Many print shop owners cringe at the mere mention of anything that includes the word or the concept of data. If you react the same way, you’d better get over it. Marketing and communications are now almost completely reliant upon and driven by data. As simple evidence, we now have what’s called “Big Data” and even “Little Data”. Business cards, letterhead and the like will always be part of the printing business, but opportunity and growth are in those products incorporating the use and management of data. Not convinced? Don’t care? Perhaps the following will change your view about data…
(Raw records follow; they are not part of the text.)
PR #1690, opened 2022-02-01
Display prompt after `F8` finishes

andschwa:
This fixes https://github.com/PowerShell/vscode-powershell/issues/3685 by awaiting the task spawned by the evaluate handler (triggered by F8) and skipping the "next" prompt that actually should have been interrupted by that foreground task.

### DIFF
--- a/src/PowerShellEditorServices/Services/DebugAdapter/Handlers/DebugEvaluateHandler.cs
+++ b/src/PowerShellEditorServices/Services/DebugAdapter/Handlers/DebugEvaluateHandler.cs
@@ -47,10 +47,10 @@ namespace Microsoft.PowerShell.EditorServices.Handlers
 
             if (isFromRepl)
             {
-                _executionService.ExecutePSCommandAsync(
+                await _executionService.ExecutePSCommandAsync(
                     new PSCommand().AddScript(request.Expression),
                     CancellationToken.None,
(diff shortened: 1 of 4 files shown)


andschwa:
@SeeminglyScience Could you test this out? I'm trying to think of / find any unintended consequences, but it sure _seems_ to have solved the problem.

andschwa:
Ditto @JustinGrote

andschwa:
@SeeminglyScience Have you had a chance to look at this?

SeeminglyScience:
I haven't gotten a chance to test myself yet. I'm inclined to say this will be fine though and was just an oversight. I believe previously we were purposefully not waiting for completion but I don't think the architecture requires it anymore.

One thing I'd check is that <kbd>F8</kbd>ing `$psEditor.GetEditorContext()` doesn't dead lock. That would be my main concern

andschwa:
> I haven't gotten a chance to test myself yet. I'm inclined to say this will be fine though and was just an oversight. I believe previously we were purposefully not waiting for completion but I don't think the architecture requires it anymore.
> 
> One thing I'd check is that F8ing `$psEditor.GetEditorContext()` doesn't dead lock. That would be my main concern

I couldn't get it to deadlock 👌

SeeminglyScience (approved):
LGTM!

Collecting and applying data to find and cultivate buyers, members, donations, etc. for products and services has become its own industry. A groundbreaking 2013 study developed under the auspices of the Direct Marketing Association (DMA) concludes that the data-driven marketing economy (DDME) in U.S. was worth $165 billion and involved some 675,000 jobs in 2012. It also suggests that small business and innovation are the biggest beneficiaries of the DDME:

“Thanks to data, startups and small businesses today face lower barriers to market entry than they have since the 1870s. The exchange of data enables small businesses to compete effectively with big players, allowing new market entrants to challenge mature players." 

You can download the study, “The Value of Data: Consequences for Insight, Innovation, and Efficiency in the U.S. Economy”. The summary (4 pp) is here… | The full study (105 pp) is here… 

You’ll see that data in the DDME isn’t financial, accounting or transactional data. It is data needed to communicate…seller to buyer…maker to user…marketer to consumer. It’s data businesses of all sizes use to reach and motivate their target audiences. Many of these businesses can be customers, if you are willing and able to help them use their data. The DDME study explains: 

“Today, data-driven marketers still spend more on the postal channel [direct mail] than all digital channels [online] combined. In the current DDME, data is equally vital “offline” where the cost of interaction with a customer is much higher. By acquiring data, and using it for segmentation, targeting and measurement, marketers aim to reduce expenditures on non-valuable interactions as close as possible to zero, while ensuring that the expenditures they do make maximize the number of valuable interactions. The efficiency derived from smart use of data makes the process of marketing significantly more efficient.” 

Translated into simple English:Small businesses want to use data intelligently to target high potential customers and avoid low potential customers to maximize the return on money spent on direct mail. Unfortunately, many print shop owners ignore this because they don’t know how to deal with customer data. 

So we don’t leave you hanging…Big Data is a general term referring to data sets too humongous to be stored and managed with conventional techniques. Big Data is, for example, Amazon’s 237 million active customer accounts or the more than1 million sales transactions Walmart processes every hour. Little Data is all about you…how many calories you had for breakfast…how many minutes you watched what TV program…how often you do this…when you do that. You may not want to know that much about yourself, but there plenty of people who will do just about anything to get (and use/sell) all that information about you.

You don’t need to worry about Big Data or Little Data, but you do need to understand why and how your customers use data (or want to). There's no need to staff up or gear up to do data work…don’t waste your time and money…simply outsource all your customer data work to specialists. Differentiate your business the fast, easy and effective way by learning how to get things done rather than learning how to do them yourself.